The social roles of the chattel-slave, the slave-master, the wage-slave, and the capitalist are today upheld by the existence of police and the prisons that the police are tasked with filling. It is no wonder that the Tiqqun collective writes in its “Preliminaries to any Struggle against Prisons”,

The function of prison in the overall economy of servitude is to materialize the false distinction between criminals and non-criminals, between law-abiding citizens and delinquents. This “purpose” is as much social as it is psychic. It is the imprisonment and torture of the prisoner that produces the citizen’s feeling of innocence. Thus, as long as the criminal aspect of all existence under Empire is not acknowledged, the need to punish and to see punished will persist, and every argument against prison will continue to miss the mark.

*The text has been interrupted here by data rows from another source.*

PR #4026, opened 2026-08-22
feat(#3996): keep generated media workspace-only with portable session copies

aheritier:
## What and why

Keep all generated-media writes inside the owning workspace. Absolute, traversal, home-relative, external, and symlink-escaping requests are redirected to a sanitized basename in the workspace with a bounded warning; there is no external-write behavior, confirmation/dialog/schema, or `ArtifactRootExternal` path. ACP foreground sessions complete and persist assistant text plus workspace artifact metadata without an elicitation consumer. After file and manifest recording, optionally store the complete bytes as a portable session blob without an application-level cap; blob failure warns and preserves the workspace file. Deleting a session removes manifest/blob rows, never workspace files. The root-kind migration remains for compatibility, and old unknown/external rows fail closed.

Part of docker/docker-agent#3996. Review this PR against its immediate parent, docker/docker-agent#4025, rather than the aggregate stack against `main`.

## Commit inventory

Head: `1409e8b414370be9a472cad3d889d0cc8a2316c9`; parent SHA: `9d7da808954352fc5fd7c54aeeacc8240c0bcc2d`.

- `e58a910c6834250df13b2a802cfc63d7bca3349e` — feat: keep generated-media saves inside the owning workspace
- `1409e8b414370be9a472cad3d889d0cc8a2316c9` — feat(#3996): persist portable generated media blobs

## Validation

```sh
go test -v -count=1 ./pkg/runtime ./pkg/acp ./pkg/session ./pkg/workspacemedia ./pkg/cli -run 'TestMaterializeGeneratedMedia_Redirect|TestRunStream_EscapingGeneratedMediaCompletesWithoutElicitation|TestPrompt_EscapingGeneratedMediaCompletesWithoutElicitation|TestGeneratedMediaBlobStore|TestGeneratedMediaManifest_DeleteSessionPrunesBlob|TestRequestedBasename|TestClassifyRequestedPath|TestNonOAuthElicitationDeclinedAndStreamDrained'
```

Matched top-level tests: `pkg/acp`: **1**; `pkg/cli`: **1**; `pkg/runtime`: **4**; `pkg/session`: **2**; `pkg/workspacemedia`: **2**.

Deferred/live scope: No active database was read, copied, migrated, or mutated. The final stack head passed build, lint, full tests, an uncached full suite, focused race tests and documentation checks in disposable environments. Remote CI is tracked by the checks below; no new paid-provider or active-database validation was run.

### DIFF
--- a/pkg/acp/agent.go
+++ b/pkg/acp/agent.go
@@ -635,11 +635,11 @@ func (a *Agent) readResourceLink(ctx context.Context, sessionID string, rl *acp.
 }
 
 func resourceLinkName(rl *acp.ContentBlockResourceLink) string {
-	if rl.Name != "" {
-		return rl.Name
+	if name := chat.SanitizeDisplayName(rl.Name); name != "" {
+		return name
 	}
 	if path, ok := resourceLinkPath(rl.Uri); ok {
-		if base := filepath.Base(path); base != "." && base != string(filepath.Separator) {
+		if base := chat.SanitizeDisplayName(filepath.Base(path)); base != "" && base != "." && base != string(filepath.Separator) {
 			return base
 		}
 	}
--- a/pkg/acp/agent_test.go
+++ b/pkg/acp/agent_test.go
@@ -4,6 +4,7 @@ import (
 	"context"
 	"io"
 	"path/filepath"
+	"strings"
 	"testing"
 
 	acpsdk "github.com/coder/acp-go-sdk"
@@ -68,6 +69,19 @@ func TestBuildUserContent_ResourceLinkFallbackDoesNotExposeAbsoluteURI(t *testin
 	assert.Contains(t, content, "content unavailable")
 	assert.NotContains(t, content, uri)
 	assert.NotContains(t, content, "/var/folders")
+}
+
+func TestResourceLinkNameIsSafeAndBounded(t *testing.T) {
+	t.Parallel()
+
+	longName := strings.Repeat("é", 100) + "\nforged"
+	assert.Equal(t, chat.SanitizeDisplayName(longName), resourceLinkName(&acpsdk.ContentBlockResourceLink{Name: longName}))
+
+	got := resourceLinkName(&acpsdk.ContentBlockResourceLink{Uri: "file:///tmp/unsafe%0Aname.png"})
+	assert.Equal(t, "unsafe_name.png", got)
+	assert.LessOrEqual(t, len(got), chat.MaxSanitizedFieldBytes)
+
+	assert.Equal(t, "resource", resourceLinkName(&acpsdk.ContentBlockResourceLink{Uri: "https://example.com/private.png"}))
 }
 
 func TestBuildUserMessage_ImageContent(t *testing.T) {
--- a/pkg/acp/runagent_test.go
+++ b/pkg/acp/runagent_test.go
@@ -8,6 +8,8 @@ import (
 	"fmt"
 	"io"
 	"log/slog"
+	"os"
+	"path/filepath"
 	"slices"
 	"strings"
 	"sync"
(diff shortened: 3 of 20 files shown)


aheritier (commented):
Reviewed the three-dot delta of this PR only (base `workspace-media-materialization` @ 41c56eba5), at head `161aaa6f0`. CI is green on that SHA (13/13 check-runs, incl. `windows-tests` — the #4025 `pkg/hooks` flake did not recur). Re-validated locally in a throwaway extract: `go build ./...`, `GOOS=windows go build ./...`, `go test -count=1 -race` on `pkg/{runtime,workspacemedia,session,cli,chat,tui/dialog}/...`, `golangci-lint` — all green, 0 issues. COMMENT rather than approve because the PR is still a draft.

Strong slice. The confirmation is fail-closed by construction rather than by convention: the elicitation carries an enum schema with the safe choice first (`pkg/runtime/media_escape.go:141-176`) **and** the runtime independently requires the exact affirmative value (`:206-211`), so accept-with-empty/free-form/other content cannot authorize a write. The TUI side is pinned against the real dialog (`pkg/tui/dialog/media_escape_schema_test.go:38-74`), not a mock. Directory targets are pre-resolved to the final filename before the prompt (`:240-242`) and a directory appearing at the confirmed path afterwards is refused outright (`pkg/workspacemedia/external.go:56-58`). The CLI now declines without abandoning the stream (`pkg/cli/runner.go:248-258`), proven on an unbuffered stream (`runner_test.go:607-654`). I mutation-tested the suite (`go test -overlay`): dropping the content check, the directory pre-resolution, or the CLI `continue` each fails tests.

**[should-fix] A2A and ACP have no fail-safe — the confirmation parks the turn.** `pkg/a2a/adapter.go:113-123` and `pkg/acp/agent.go:140-151` construct the runtime without `runtime.WithNonInteractive` (contrast `pkg/mcp/server.go:275`), neither package references elicitation at all, and both consume `rt.RunStream` directly (`adapter.go:131`, `agent.go:607`) without ever calling `ResumeElicitation`. So `hasElicitationSink()` is false, nothing answers the event, and `tools.InteractivePromptsAllowed` defaults true (`pkg/tools/interactive.go:38-41`) — neither fast-decline at `pkg/runtime/elicitation.go:498` nor `:523` fires, and `confirmMediaEscape` blocks in the `select` at `:597-611` until the client cancels. The commit message's "non-interactive/headless surfaces the bytes are redirected" is not true for these two. Latent today (nothing populates `chat.MediaDelta.RequestedPath` at this head — only `loop.go:1397` reads it), so it becomes reachable when marker extraction lands in #4027; please fix by then. A bounded wait that falls into the existing redirect path is probably the cheapest option — note that a plain `!hasElicitationSink() ⇒ decline` would break the CLI, which answers off the stream.

**[should-fix] The symlink-parent escape branch is untested.** `media_escape.go:66-71` handles the one escape lexical classification cannot see (a contained path whose parent symlinks outside the root). Deleting that branch under `-overlay` leaves the whole `./pkg/runtime` suite green; `materialize_generated_media_test.go:387-391` only covers the provider-named retry. Worth a test: workspace root with `link -> <outside>`, `RequestedPath: "link/cat.png"` ⇒ redirect + warning, nothing written outside.

**[optional]** A Windows-style absolute path on a Unix host is classified `PathEscaping` (`classify_test.go:24`) but `externalMediaTarget:226-238` anchors it under the workspace root, so the prompt says "OUTSIDE the workspace" for `<root>/C:/abs/cat.png`. Exact path shown, so nothing unsafe — just misleading wording.

**[optional]** A collision silently writes a name the user did not confirm: confirming `…/cat.png` when it exists writes `…/cat-1.png` with no notice (`external_test.go:30-46`, `media_escape_test.go:133-155`, which asserts no warnings). Never overwriting is right; a bounded notice when the final path differs from the confirmed one would preserve the "what you confirmed is what was written" promise.

**[optional]** `generatedDocumentName:254-259` uses `filepath.Base` of the confirmed path instead of `chat.SanitizeDisplayName`, so an external item's display name can carry `<`/`>` and exceed `MaxSanitizedFieldBytes` (`pkg/chat/display_name.go:49-72`), unlike every other display name.

Checked and fine: accept-then-write-failure drops the item with a sanitized warning (no path/raw-error leak) consistent with the existing per-item contract; the manifest add boundary rejects mis-rooted records and unknown roots, and unrecorded absolute lookups still fail closed (`generated_media_manifest_test.go:114-180`); migration 29's missing `DownSQL` is not a deviation (11/29 lack one, and `DownSQL` is never executed).

Cross-PR note: this PR's external write path has no per-item size cap either — same gap already raised on #4025, not re-raised here. When the blob round lands, `root_kind` needs to renumber 29 → 30 with the ID, zero-padded name, pinned digest and sequential test moving in lockstep.

dgageot (dismissed):

dgageot (dismissed):

dgageot (approved):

What needs to be added is this: Any and every argument against prison will continue to miss the mark if it doesn’t also recognize that Black peoples are everywhere distinguished as the criminal and delinquent race par excellence for having first been brought into being by Western social invention as the slave race par excellence. Ay, and the exemplary “global citizen” is the rich white man for having been brought into being by the very same artifice as the exemplary slave master and capitalist.  It is not just the imprisonment and torture of delinquents in general, but of Black delinquents in particular, anywhere and everywhere they are to be found across the globe, that produces the global citizen’s feeling of innocence and, even more importantly, a willingness to accept the dismally limited Western conception of freedom as self-possession.

No wonder that the slogans Black Lives Matter and All Cops Are Bastards appeal globally to radicals struggling to realize communistic ideals and practices of freedom. Given the genesis and structure of our world, to struggle for communistic ideals and practices of freedom is to struggle for the abolition of (self-)possession; to struggle for the abolition of (self-)possession is to struggle for the abolition of anti-Black racism; and to struggle for the abolition of anti-Black racism is to struggle for the abolition of the policing and prisons.